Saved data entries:
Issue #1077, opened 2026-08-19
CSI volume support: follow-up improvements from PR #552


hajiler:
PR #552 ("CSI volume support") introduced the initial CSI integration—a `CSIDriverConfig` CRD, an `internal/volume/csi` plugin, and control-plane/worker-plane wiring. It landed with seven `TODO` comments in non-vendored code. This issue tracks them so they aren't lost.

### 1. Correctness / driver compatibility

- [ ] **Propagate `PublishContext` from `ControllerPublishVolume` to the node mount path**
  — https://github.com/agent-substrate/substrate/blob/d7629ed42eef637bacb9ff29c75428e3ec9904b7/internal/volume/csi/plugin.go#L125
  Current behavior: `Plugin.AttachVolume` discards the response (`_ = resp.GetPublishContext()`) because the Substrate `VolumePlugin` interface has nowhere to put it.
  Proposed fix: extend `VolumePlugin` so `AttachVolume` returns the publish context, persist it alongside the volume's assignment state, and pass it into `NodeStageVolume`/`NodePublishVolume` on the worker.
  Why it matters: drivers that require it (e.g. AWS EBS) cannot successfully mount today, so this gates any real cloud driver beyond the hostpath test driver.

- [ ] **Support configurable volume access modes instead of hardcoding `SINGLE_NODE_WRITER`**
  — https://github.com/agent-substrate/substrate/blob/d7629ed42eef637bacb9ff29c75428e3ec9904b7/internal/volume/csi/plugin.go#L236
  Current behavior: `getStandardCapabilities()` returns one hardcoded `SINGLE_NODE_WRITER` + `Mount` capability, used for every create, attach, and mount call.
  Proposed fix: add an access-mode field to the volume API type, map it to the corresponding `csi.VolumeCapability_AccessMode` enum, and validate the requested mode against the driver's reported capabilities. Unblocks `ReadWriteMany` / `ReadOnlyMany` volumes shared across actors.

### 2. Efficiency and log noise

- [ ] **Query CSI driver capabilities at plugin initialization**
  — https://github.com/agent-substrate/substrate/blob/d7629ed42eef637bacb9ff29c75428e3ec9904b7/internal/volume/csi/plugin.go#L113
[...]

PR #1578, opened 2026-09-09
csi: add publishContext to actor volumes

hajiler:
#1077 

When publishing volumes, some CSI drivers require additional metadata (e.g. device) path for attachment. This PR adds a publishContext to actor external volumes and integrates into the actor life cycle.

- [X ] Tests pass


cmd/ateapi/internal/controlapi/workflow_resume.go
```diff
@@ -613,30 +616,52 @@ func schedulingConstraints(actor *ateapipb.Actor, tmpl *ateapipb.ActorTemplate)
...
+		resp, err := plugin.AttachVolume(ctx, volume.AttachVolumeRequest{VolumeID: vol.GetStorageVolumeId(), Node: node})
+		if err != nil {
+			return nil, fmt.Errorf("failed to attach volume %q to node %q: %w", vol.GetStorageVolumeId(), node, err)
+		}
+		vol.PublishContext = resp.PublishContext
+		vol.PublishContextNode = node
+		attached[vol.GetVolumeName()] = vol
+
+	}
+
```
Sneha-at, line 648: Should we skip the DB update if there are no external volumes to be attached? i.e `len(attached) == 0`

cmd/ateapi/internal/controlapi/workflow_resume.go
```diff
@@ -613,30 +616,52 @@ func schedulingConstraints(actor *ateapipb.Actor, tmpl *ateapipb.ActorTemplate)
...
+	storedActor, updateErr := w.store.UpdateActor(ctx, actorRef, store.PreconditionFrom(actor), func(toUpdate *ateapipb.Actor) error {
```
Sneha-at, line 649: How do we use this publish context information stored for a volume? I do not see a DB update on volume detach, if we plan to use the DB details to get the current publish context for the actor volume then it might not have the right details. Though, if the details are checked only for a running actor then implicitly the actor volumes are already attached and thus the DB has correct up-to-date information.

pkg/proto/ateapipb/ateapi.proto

Work to complete: State how many lines in the entries hold "volumes". Nothing should come before or after the number.

Solution for this problem: 5